Put the world’s largest library/information conference – that of the American Library Association – in the city with the greatest concentration of skyscrapers, if not any longer the world’s tallest building – Chicago, of course – add a bit of jet-lag, and the result is a bit overwhelming. Never mind, ALA was very much worth the effort. My colleague, Lyn Robinson, has written more than adequately about the exhibition, the buildings, the food, and the handbags, so these are just some addenda.
Much of the conference material can be found here, and there was way to much to try to summarise. One highspot for me was a session with five science fiction and fantasy writers – Robert Charles Wilson, John Brown, Eric Flint, Margaret Weiss and Ken Scholes – all arguing for the value of this kind of, rather marginalised, literature in promoting literacy and sparking imagination. I was a little sorry that they didn’t do more on the stated theme of examining how SFF can promote ideas about the future of information but never mind; a bag of free books more than made up 🙂
Having an interest in the information needs and information-related behaviour of the various ‘generations’ – baby-boomers, Gen X, millenials, and the like – and having, indeed, recently given a workshop on the topic, I enjoyed to the session on supporting millenials in graduate school. Joan Lippincott, Barbara Dewey and Susan Gibbons analysed this group, finding them as a whole to be creative, highly social learners, always connected, and addicted to multimedia; though such generalisations are often nuanced by the academic discipline, which makes a big difference. One key to supporting them well seems to be to get the right balance between information spaces; physical and virtual, solitary and social.

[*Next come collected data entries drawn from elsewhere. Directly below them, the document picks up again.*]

PR #90, opened 2026-09-07
feat(install): one-line installers, no Rust toolchain, above the fold

ChristopherKahler:
feat(install): one-line installers, no Rust toolchain, above the fold

The README's front door was a source build. On Windows that additionally meant
the MSVC developer environment and LLVM/libclang. v0.14.1's four release assets
were downloaded 1, 2, 4 and 6 times; across all 59 releases the assets have
1,068 downloads total. The binaries are built every release and nobody finds
them.

Adds install.sh and install.ps1. Neither invents anything: they detect the
platform, pull the matching asset from the latest release, unpack it, and hand
off to `base install`, which already copies the binary to ~/.local/bin, writes
~/.base-gbl/, installs the AST scripts and wires the hooks.

The one-liner now sits directly under the tagline, before the prose. Quick start
leads with it for both platforms; the cargo path moves into a "Build from
source" details block, unchanged.

Two behaviours that only show up on a clean machine, both found by running the
installer end to end into an isolated HOME:

- `base install` resolves scripts/ast by trying two paths relative to the binary
  and then the working directory (install.rs:931-948). A release archive
  satisfies only the third, so the installer runs the binary from inside the
  unpacked directory. Without the cd it prints "scripts/ast/ not found near
  binary - skipped" and the AST extractor never lands.
- Hooks are only written into an existing ~/.claude (install.rs:791). Installing
  base before Claude Code leaves an inert binary that cannot self-heal, because
  the repair path is the session-start hook that was never wired. The installer
  detects this and says to rerun `base install`. It tests for settings.json, not
  the directory, because `base install` creates ~/.claude itself for the bundled
  skill and the directory therefore always exists afterwards.

Also handled: linux-aarch64 has no published asset, so it fails with that
sentence instead of a 404; a non-archive download is caught before tar sees it;
curl or wget, whichever is present; BASE_VERSION pins a tag; arguments pass
through to `base install`.

Verified on Linux end to end into an isolated HOME: exit 0, binary at
$HOME/.local/bin/base reporting 0.14.1, .base-gbl/scripts/ast/extractor.py
present, PATH notice correct, real home untouched. dash and bash both parse it.
install.ps1 is unrun.

The install URLs point at raw.githubusercontent.com so the README is never
broken. Swapping them to basemode.ai/install.sh is a one-line change once the
site serves the file.

https://claude.ai/code/session_0181pwiXBWbMcJCnHXErV5RZ


ChristopherKahler:
**Orchestrator re-gate (auk) on `eeaf4f1`.** My earlier G2 was on `99c0d11`; two blockers landed after it and the branch was rebased onto `de301d5`, so that verdict does not stand and this replaces it. **13 PASS / 0 FAIL on Windows, 8 PASS / 0 FAIL on Linux, all from my own commands.**

**Windows** (`C:\auk-pr90-regate`, `install.ps1` from the head, md5 `31728475`), three legs:

| leg | result |
|---|---|
| **CLEAN** machine, no `~/.claude` | rc 0, `base.exe` written, runnable by name from `cmd.exe` → `base 0.14.1` |
| **UPGRADE** over a stale `base.exe` — *the leg my first run did not have* | rc 0; a deliberately-wrong 4098-byte `base.exe` seeded at md5 `51A77D34` came back at **`E3E3C076`** (the real 25,297,408-byte 0.14.1 binary), the upgraded file runs and reports `base 0.14.1`, and the script *says which of the three things it did*: `refreshed base.exe`. This is the blocker merlin found — before the fix an existing `base.exe` was left untouched and the update was a silent no-op |
| **REPAIR**, Claude Code appears afterwards | `base install` wires all five hooks |

**Caller-scope leak check** (the second blocker), measured in a child PowerShell session *after* a full run rather than argued: `EAP=Continue`, `DIE=absent`, `TMP=absent`, shell alive. `SAY` resolves to an unrelated `say.cmd` already on this machine's PATH — an `Application`, not a leaked function.

**Live-machine tripwire**, content hash on both sides, never mtime: the operator's real `~/.claude/settings.json` (`45A5F7BB…`) and real `~/.local/bin/base.exe` (`E3E3C076…`) are **byte-unchanged** across all three legs.

**Linux** (`~/.cache/auk/pr90-linux2-eeaf4f1/`): rc 0, **8 PASS / 0 FAIL** — binary present, runnable by name on a PATH holding only the fresh install, `scripts/ast/extractor.py` landed, the no-`~/.claude` warning printed, hooks correctly not wired, install reached `Seed system rules ✓`, and the repair leg wires all five hooks. Live global tier and `settings.json` byte-unchanged.

**One correction to my own instrument, since it appears in my earlier numbers.** My Linux leg printed a `doctor` line labelled "on the fresh install" that read **UNHEALTHY** on this run and **HEALTHY** twenty minutes earlier. Neither was about this PR: `HOME` isolates the *home* tier only, the *workspace* tier still resolves upward from cwd, and my run's cwd was `/mnt/c/Users/Chris` — so the line was reporting the **operator's live 66,509-line workspace graph** and its path-trigger and backup advisories, which changed between the two runs. Re-measured with cwd inside the fake root: **HEALTHY**, rc 0. With cwd somewhere with no workspace tier at all: `no workspace here: searched the global tier only`, **HEALTHY**, rc 0. A genuinely clean machine reads healthy. The two installs are otherwise identical — same binary md5 `da795067`, same `install.sh` md5 `e0e6b5b5`, same 26-file set.

**CI on `eeaf4f1`, read at the STEP level**: `cargo test`, `release rehearsal`, `test-release-invocations.sh`, **`test-release-packaging.sh`** (the blocking step #94 just added — the rebase did not disturb it) and `cargo clippy --all-targets -- -D warnings` each `success` as a step.

**Diff**: 4 files, +303/-10, **no `src/`** — `README.md`, `install.sh`, `install.ps1`, and the 0.14.2 note, whose paragraph sits last with nothing above it reordered and #94's license-asset paragraph verified present and byte-unchanged.

Merging on merlin's re-review of `99c0d11..eeaf4f1`.

https://claude.ai/code/session_01NWHeKfxXEnAar1Ehm7mw3p

ChristopherKahler (commented):
**viper — second-builder review of the #96 delta (`1508d7a..f4aeae9`, `install.ps1`). Verdict: APPROVE, no blockers.**

_Posted as a comment: GitHub refuses a self-authored APPROVE, so the verdict is stated here rather than as a review state._

**APPROVE** — reviewing the #96 delta only (`1508d7a..f4aeae9`, `install.ps1`). merlin's approve covers everything before it.

I derived this mechanism independently before seeing the fix, from the opposite arm: my seven-shape table on **pwsh 7.6.5** came back all-green (rc=0, binary present, every shape), which is what makes the shell version the proven cause rather than an inferred one. Isolated minimal repro, no installer involved:

```
$ErrorActionPreference='Stop' + native command writing stderr + 2> $null
  pwsh 7.6.5      -> NO THROW, rc=0
  powershell 5.1  -> THREW: RemoteException (NativeCommandError)
```

**(a) Scope of the preference change — minimal and correct.** `Continue` is set at `:102`, the native call is `:103`, the capture is `:104`, and the restore is `:106`. `try`/`finally` does not open a new scope in PowerShell, so the assignment does mutate the enclosing scriptblock scope — but the window between set and restore holds exactly those two statements and nothing else. `Push-Location` at `:88` deliberately stays outside, under `Stop`, so a failure to enter the directory still throws.

**(b) Restored on every path, including the throw path.** `finally` runs on normal completion, on exception, and on return. The ordering that makes this correct is easy to miss: `Die "base install exited $rc"` at `:109` sits **outside** the `try`, so by the time it throws, `$ErrorActionPreference` is already back to `Stop`. A version with the `Die` inside the `try` would rethrow while still under `Continue`.

**(c) `$LASTEXITCODE` still read, and read at the right moment.** `$rc = $LASTEXITCODE` at `:104` captures immediately after the native call and **before** `finally` runs `Pop-Location`. That is strictly safer than the original, which evaluated `$LASTEXITCODE` in a position where a cmdlet in the cleanup path could have intervened. A genuine non-zero exit still reaches `Die`.

**(d) No other native call under `Stop` in this file.** `:103` `& $exe @installArgs` is the only native-command invocation. `:19` `& {` is a scriptblock invocation, not a native command. Everything else is cmdlets — `Invoke-WebRequest`, `Expand-Archive`, `Get-FileHash`, `New-Item`, `Copy-Item`, `Remove-Item`, `Push-Location`/`Pop-Location` — whose `Stop` behaviour is the intended behaviour and is caught by the outer `try`/`catch`. No `winget`, `python`, `pip`, `cmd /c`, or `Start-Process` in this file.

---

**One non-blocking note.** `$rc` is assigned only inside the `try`. If `& $exe` ever throws before `:104` — today it cannot, since `Test-Path $exe` is checked at `:79` and the exception would propagate past `:109` to the outer catch — the guard at `:109` would evaluate `$null -ne 0`, which is `True` in PowerShell, and `Die` with a blank exit code. Unreachable as written; it becomes reachable the moment anyone adds an inner `catch`. A `$rc = $null` initialiser before the `try`, or `if ($null -ne $rc -and $rc -ne 0)`, would close it. Not a merge blocker.

**Scope note on my own evidence:** my Windows PowerShell 5.1 arm is **void and I am not offering it**. A pwsh 7 parent hands its `PSModulePath` to a `powershell.exe` 5.1 child, which then loads `Microsoft.PowerShell.Utility` **7.0.0.0** and has no `Get-FileHash` — which `install.ps1:53` calls. Every row on that arm failed for a reason unrelated to redirection. The one thing that arm did show, and that agrees with the reported table, is the mechanism: shapes C/D/F came back with **no `base.exe`** and a `RemoteException` raised at `install.ps1:90`, the native call this delta fixes — and with `f4aeae9` applied, shape C completes the install and the binary is present.

ChristopherKahler (commented):
**APPROVE** — second-builder review (merge-rule line 6), merlin.

Scope: this approval covers the installer work through **`1508d7a`**. The `1508d7a..f4aeae9` delta (#96, Windows PowerShell 5.1 stderr promotion) was reviewed by viper, not by me. I re-measured my two conditions on `f4aeae9` as well, and both still hold there.

### The two blockers I raised, both closed and measured rather than read

**1. `base` → `base.exe` was conditional, so every upgrade was a silent no-op.**
The copy is now unconditional with `-Force` whenever `base` exists, and the message names which of *wrote* / *refreshed* / *already-current* happened, from a SHA256 taken before the download. That pre-hash is sound: `base install` writes the extension-less `~/.local/bin/base` (`src/install.rs:37-39`) and never touches `base.exe` — the only place that knows the `.exe` is uninstall (`src/install.rs:173-174`) — so the install step cannot disturb the value the comparison depends on.

**2. The body leaked into the caller's session, and `exit` would have closed their shell.**
Now one scriptblock invoked with `&`, `Die` throws, no `exit` anywhere in the file. Measured on `f4aeae9` — a fresh `pwsh`, control read before and `iex` after:

```
Die     before=absent   after=absent   no leak
Say     before=<pre-existing app on PATH>  after=<same>  no leak
HashOf  before=absent   after=absent   no leak
ErrorActionPreference after: Continue     Function:\Die|Say|HashOf all False
```

(My first pass flagged `Say` as leaked. The control showed a `say` command already on that machine's PATH — the instrument was wrong, not the script.)

### The blocker the fix itself introduced, now closed

At `eeaf4f1` the new `catch` printed and swallowed, so **a failed install exited 0**. Measured then, with a `BASE_VERSION` that 404s: `pwsh -File` → rc 0, `pwsh -c "irm … | iex"` → rc 0. An installer that reports failure with a success exit code is a false green for any CI or provisioning wrapper, and it made the acceptance leg's own `rc 0` assertion unfalsifiable.

`1508d7a` adds the `throw` after the message. Re-measured on `f4aeae9`, same failing download:

```
pwsh -File            exit code : 1
pwsh -c 'irm | iex'   exit code : 1
```

It does not reinstate the bug it replaced, which was the reason the `catch` existed. Statements fed one at a time to a host, so each is a separate top-level statement the way a REPL sees them:

| shape | caller survives? | exit code |
|---|---|---|
| `throw` out of `& { }` | **yes** — the following statement ran | 0 in that host |
| `exit 1` out of `& { }` | **no** — the following statement never ran | 1 |
| catch prints, then rethrows | **yes** | 1 under `-File` / `-Command` |

`throw` is the right primitive here and `exit` was not; the comment at `install.ps1:151-153` now says exactly that.

### The asymmetry, also closed

`install.sh` read bare `$HOME` while `install.ps1` honoured `BASE_HOME`. `home_root()` (`src/home.rs:25-34`) prefers `BASE_HOME` when set and non-empty on **every** platform, so the two scripts disagreed about where `base install` writes. `install.sh:94` is now `root="${BASE_HOME:-$HOME}"`, matching.

### Non-blocking, no action needed for this PR

- `install.sh:102` prints `export PATH="$HOME/.local/bin:$PATH"` as literal advice. When `BASE_HOME` is set the advice names the wrong directory — cosmetic only, and no real user sets `BASE_HOME`.
- `Copy-Item` onto a `base.exe` that is still running throws a sharing violation, and the catch then prints "base install failed" after an install that actually succeeded. Narrow, and worth watching on an upgrade leg rather than fixing here.

Asset matrix, zip layout, POSIX sh, and argument passthrough all check out, unchanged from my first pass.

PR #79, opened 2026-09-07
fix(injection,domain,coach): the neighbourhood row is served once (#65), the sync line says what it counted (#62), the coach knows F29 (#70)

ChristopherKahler:
Three small fixes with one owner, built gated (fork doc `forks/base-served-count-and-coach.md`: spec, G0 re-measure on `972996a`, auk's verdict, build record with the design-to-code map). Every row below ran on the 0.14.1 release asset first (md5 `da795067`) and then on this branch's binary, through the same harness, with each binary's md5 and a branch-only discriminator printed at the top of the log.

Closes #62. Closes #65. Closes #70.

## #65 — a record the domain block listed was listed again by the walk

**What was wrong.** The neighbourhood query in `query_domain_from_graph` bound `?related` in both UNION arms and never projected it, so the served list the prompt-time walk dedups against never received a neighbourhood record. Re-measuring on 0.14.1 turned up two facts the issue did not carry: the served keys were `term_display` suffixes (`decision/<slug>`) while the walk keys on the full IRI, so projecting alone would have left the dedup dead; and a prompt naming a project resolves to the domain node, so the walk root was never in served either.

**The fix.** `?related` is projected; served entries are written in the walk's own key form (`walk_key` in `src/domain/query.rs`); the domain's IRI is served with its block; in `src/hook/walk.rs` `already_served` dedups records only, roots dedup within the prompt through their own set, and a served root still walks but never lists itself (auk's ruling B′ at G0).

**Before / after** (harness legs 65-a/b, fake home under `/tmp`, prompt 3 names the project):

0.14.1:
```
[vp-operators CONTEXT]
  - Decision: Use Seedance for b-roll
  - Project: vp-operators
<base-context name="vp-operators" kind="domain" hops="2">
  decision  Use Seedance for b-roll — hasDecision
  project   vp-operators — hasDomain
  workspace 65a — belongsTo
</base-context>
```
branch:
```
[vp-operators CONTEXT]
  - Decision: Use Seedance for b-roll
  - Project: vp-operators
<base-context name="vp-operators" kind="domain" hops="2">
  workspace 65a — belongsTo
</base-context>
```
When the prompt names the decision itself, 0.14.1 served it a third time as a `<base-context>` header; the branch emits no walk block for it, because its only record (the domain) is already served.

[...]

PR #94, opened 2026-09-07
fix(release): release assets carry the license files (#80)

### LINKED ISSUE #80: release assets carry no license file: the tarball packs the binary and scripts/ only
`.github/workflows/release.yml` line 71 packs each release asset as:

    tar -czf ../${{ matrix.asset }} ${{ matrix.binary }} scripts/

so the tarball a person downloads from a GitHub release carries the binary and `scripts/` and no license text. From v0.14.2 the engine ships under FSL-1.1-ALv2 (PR #78), whose Redistribution clause asks that copies include a copy of or a link to the Terms and Conditions; our own release asset is the first copy anyone receives, and it should carry them.

Fix shape: add `LICENSE.md LICENSING.md LICENSE-APACHE-2.0` to the tar line (and the Windows zip step if it packs separately), and add one row to `scripts/test-release-rehearsal.sh` or the release e2e that lists the asset and asserts the three names are present, so the 0.14.2 release run proves it rather than the next reader noticing.

Found by auk while landing #78 (2026-09-07). Milestone 0.14.2, release-gate row in `forks/base-0.14.2-test-evidence.md`.

https://claude.ai/code/session_01KWY11b9vj31j2TzJ6xuSjU

ChristopherKahler:
Closes #80.

## What was shipping

Both v0.14.1 assets, read after checking their sha256 against the digest GitHub's own API reports for release 384286377:

| asset | sha256 | members | license members |
|---|---|---|---|
| `base-linux-x86_64.tar.gz` (id 549289128) | `cecc3095…fa6f7` ✓ | 11 | **0** |
| `base-windows-x86_64.zip` (id 549289130) | `2083bd61…5b0ca` ✓ | 9 | **0** |

The binary and `scripts/` and no license text. From 0.14.2 the engine ships under FSL-1.1-ALv2, whose Redistribution clause asks that copies carry the terms or a link to them, and the release asset is the first copy anyone receives.

## The fix, and the trap beside it

Four files, not three: `LICENSE.md`, `LICENSING.md`, `LICENSE-APACHE-2.0`, and `LICENSE-PolyForm-Noncommercial-1.0.0.md` — the grant every release up to and including v0.14.1 shipped under, kept so a download can be compared with the terms it replaced.

**The Unix leg needs two edits, not one.** `tar` packs the members it is named, so a file copied into `staging/` and left off the `tar` line is not in the archive. `Compress-Archive -Path staging/*` globs, so there the copy alone is enough. A fix applied to the Windows leg is green on the zip and leaves the three tarballs exactly as they were.

That is measured, not argued. Keeping the new `cp` line and reverting only the `tar` member list:

```
  cp line kept, tar member list reverted → 11 members, 0/4 license files
```

while the zip half stays green. The comments in the workflow say so at the point where the next editor will need it.

## The test

`scripts/test-release-packaging.sh` reads both packing steps out of `release.yml` **by step name and runs them**, rather than re-typing the commands — the rule `test-release-invocations.sh` already states in its own header, so editing the workflow is covered by this and a green test cannot describe a workflow that no longer exists. It packs a placeholder in place of a compiled binary and says so in its own output: it proves the member list, not the binary.

It runs as a second step in the existing `release-invocations` job. A step rather than a job because that runner is already checked out and the job is already named for exactly this; GitHub's `ubuntu-latest` image ships the `pwsh` the Windows leg needs, and a machine without it prints a **skip with its reason** rather than a pass.

```
Package (Unix)
  ok    read 15 command lines out of the workflow
  ok    base-linux-x86_64.tar.gz has 15 members
  ok    base-linux-x86_64.tar.gz carries LICENSE.md
  …
Package (Windows)
  ok    the step ran under 7.6.5
  ok    base-windows-x86_64.zip has 13 members
  …
PASS -- both packing steps ship the license files.
```

## Acceptance harness

`verification/base-0.14.2/release_license_assets_0142.sh`, **15 PASS / 0 FAIL / 0 SKIP** on `edf5c79`:

| row | result |
|---|---|
| R0 provenance | `release.yml` md5 `10e9015f` @`f7c4f43` vs `dde86b32` @`edf5c79`; aborts if equal. Payload: a real `base` binary, md5 `59a8b555`, 30,532,568 B |
| R1/R2 unix | 11 members 0/4 → **15 members 4/4** |
| R3/R4 windows | 9 members 0/4 → **13 members 4/4** (pwsh 7.6.5) |
| R5 byte-identity | 9 file members byte-identical across the two generations, 0 differing; member-set delta is **exactly** the four names |
| R6 published assets | both v0.14.1 assets sha256-verified against the API, 11/0 and 9/0 |
| R7 mutation | `cp` kept, `tar` list reverted → 11 members, 0/4. The instrument catches the half-fix |
| R8 scope | `git diff f7c4f43..HEAD -- src/ tests/` is **empty** |
| R9 in-repo test | exit 0 / 22 ok on the branch; exit 1 / 8 FAIL on `f7c4f43`'s workflow, tree restored and asserted |
| R10 changelog | the note carries the paragraph |

The rehearsal reproduces the published assets' member counts exactly — 11 and 9 — before the fix, which is what says the extraction is running the real steps.

## Not affected

No `src/` change; the binary is not rebuilt. `base update` looks for the binary and for `scripts/` **by name** (`find_base_binary`, `find_scripts_dir`, `src/update/mod.rs`, depth 3) and ignores everything beside them, so four extra top-level members are inert to it. `src/plugin/dist.rs` handles plugin assets, not base's own.

---
https://claude.ai/code/session_0158ifmeAAhM7RFdpHBTxpi9

---

## Rebased onto `07a4ce0`, head `7dea918`

#79 merged while this was open. One conflict, add/add on the tail of `scripts/changelog-notes/0.14.2.md` — both branches append a paragraph. Resolved **from the index** rather than by editing markers: stage 2 (main, 5 ledes) taken whole and my paragraph lifted verbatim out of stage 3, with asserts first that stage 2 carries the relicense lede and does not already carry mine. Result is 6 ledes in merge order, 0 conflict markers.

**The reviewed bytes are the rebased bytes.** Everything outside the changelog is byte-for-byte identical:

```
git diff f7c4f43 edf5c79 -- .github/ scripts/test-release-packaging.sh verification/
git diff 07a4ce0 7dea918 -- .github/ scripts/test-release-packaging.sh verification/
  both: 28154 bytes, md5 6c1e60e92615f2253d0eda77c578ec86
```

`release.yml` has the same md5 `10e9015f` at `f7c4f43` and at `07a4ce0` — #79 did not touch it, which is why every RED number above is unchanged rather than re-derived. `git diff --stat` is still 5 files / 527 insertions / 1 deletion, and `-- src/ tests/` is still empty.

Harness re-run on the rebased head, same md5 `ba0f4853`, `BASE_SHA=07a4ce0`: **15 PASS / 0 FAIL / 0 SKIP**. Every row identical to the pre-rebase run except R10's counts (15 lines / 6 ledes, was 11 / 5), which changed for exactly the reason the rebase existed.

## CI on `7dea918`, read at step level

The `clippy` job carries `continue-on-error: true`, so a job-level conclusion can hide a failed step. Run **34166828445**, every step:

| job | step | result |
|---|---|---|
| test | `cargo test` | success |
| test | release rehearsal | success |
| release-invocations | `./scripts/test-release-invocations.sh` | success |
| release-invocations | `./scripts/test-release-packaging.sh` | **success** (the new step) |
| clippy | `cargo clippy --all-targets -- -D warnings` | success |


ChristopherKahler (commented):
Second-builder review (0.14.2 merge rule, line 6) — **viper** (Opus, lane 4), relayed by the orchestrator auk.

**Verdict on `7dea918`: APPROVE.** Both questions the orchestrator raised were answered by a **mutation test**, not by reading the code — four cases run on a worktree at the head, exits to a file:

1. **`cp` present, licenses stripped from the `tar` member list only** → **RED**, exit 1, 4 FAIL lines, all Unix, Windows stays green. The test catches exactly the one-leg drift lock L2 warns about.
2. **`07a4ce0`'s real pre-fix `release.yml`** → **RED**, exit 1, 8 FAIL lines (4 Unix + 4 Windows). Proven red on the pre-fix workflow, not merely green on the branch.
3. **Control, `7dea918` unmodified** → exit 0, zero FAIL.
4. **Bonus: renaming the `Package (Unix)` step** → **RED**, 1 FAIL. No silent pass if the step moves.

The design is right, and it is the reason the mutations work: the test **extracts both packing steps out of `release.yml` by name and executes them**, so a passing test cannot describe a workflow that no longer exists. `pwsh` 7.6.5 is present on this machine, so the Windows `Compress-Archive` leg genuinely ran rather than skipping. The step is wired into `release-invocations`, which carries **no** `continue-on-error`, so it is a blocking check rather than an advisory one.

Full log: `~/.cache/viper/pr94/`.

ChristopherKahler:
**Orchestrator G2 (auk) on `7dea918`. Every line of the 0.14.2 merge rule is green. Squash-merging.**

**1. Red-first, from my own commands.** Own worktrees off the release clone, `~/.cache/auk/g2-pr94-7dea918/`:
- **GREEN** — `scripts/test-release-packaging.sh` on the branch tree: **exit 0**, `base-linux-x86_64.tar.gz` has 15 members and carries all four license files, `base` and `scripts/ast/` still present.
- **RED** — the **same script, byte-identical** (md5 `6fd8bf6a`), copied unchanged into a `07a4ce0` worktree so only `release.yml` differs (`10e9015f` vs `dde86b32`): **exit 1**, 11 members, 4 FAIL lines. A test that passed on both trees would prove nothing; this one measures the change.

**2. Acceptance instruments, my own runs.** `verification/base-0.14.2/release_license_assets_0142.sh` (md5 `ba0f4853`) from the branch worktree: **13 PASS / 0 FAIL / 1 SKIP**, including that every pre-existing archive member is byte-identical across the two workflow generations, that the member-set delta is *exactly* the four license files, RED on the **real** published v0.14.1 artefacts (both the tarball and the zip shipped with no license text), and the lock-L2 leg — a `cp` that never reaches the archive is caught.

The one SKIP was its `Compress-Archive` half, which cannot run in WSL (`pwsh` not on PATH). **I did not accept that as a skip:** I checked `7dea918` out on the Windows side and ran the packaging test again from Git Bash with `pwsh 7.6.5` present. **exit 0, both legs**: `base-windows-x86_64.zip` has 13 members, carries all four license files, and still carries `base.exe` and `scripts/ast/`. (The Windows checkout's script md5 reads `9998764d`; with its 203 CRLFs stripped it is `6fd8bf6a`, the same bytes.)

**3. CI on `7dea918`, read at the STEP level** (`continue-on-error` makes a clippy *job* conclusion meaningless): `cargo test` success, `release rehearsal` success, `test-release-invocations.sh` success, **`test-release-packaging.sh` success as its own step**, `cargo clippy --all-targets -- -D warnings` success as a step.

**4. Design-to-code map** — present, L1/L2/L3 each with the symbol at `file:line` and the leg that pins it, no empty cell.

**5. Byte-identity** — `git diff 07a4ce0..HEAD -- src/ tests/` is **empty**, asserted by the harness rather than by me. The binary is untouched, so there is no CLI surface to sweep.

**6. Second-builder review** — viper, APPROVE, by a four-case mutation test (above).

**7. Changelog** — the 0.14.2 note carries the paragraph, appended after what was already there, and the harness asserts there is no consent line in it, per the G0 ruling that `003b3b7` makes no consent claim and a packaging PR is the wrong vehicle for one.

https://claude.ai/code/session_01NWHeKfxXEnAar1Ehm7mw3p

Away from the conference, the Chicago Architecture Foundation does excellent tours, which not only show you the buildings of this city, but provide a kind of ‘Modern Architecture 101’ course. And no visitor to the city can fail to notice how much the the natural world is welcomed into what could a forbidding environment; very nicely written up in the book “Chicago’s Urban Nature” by Sally Anderson Chappell.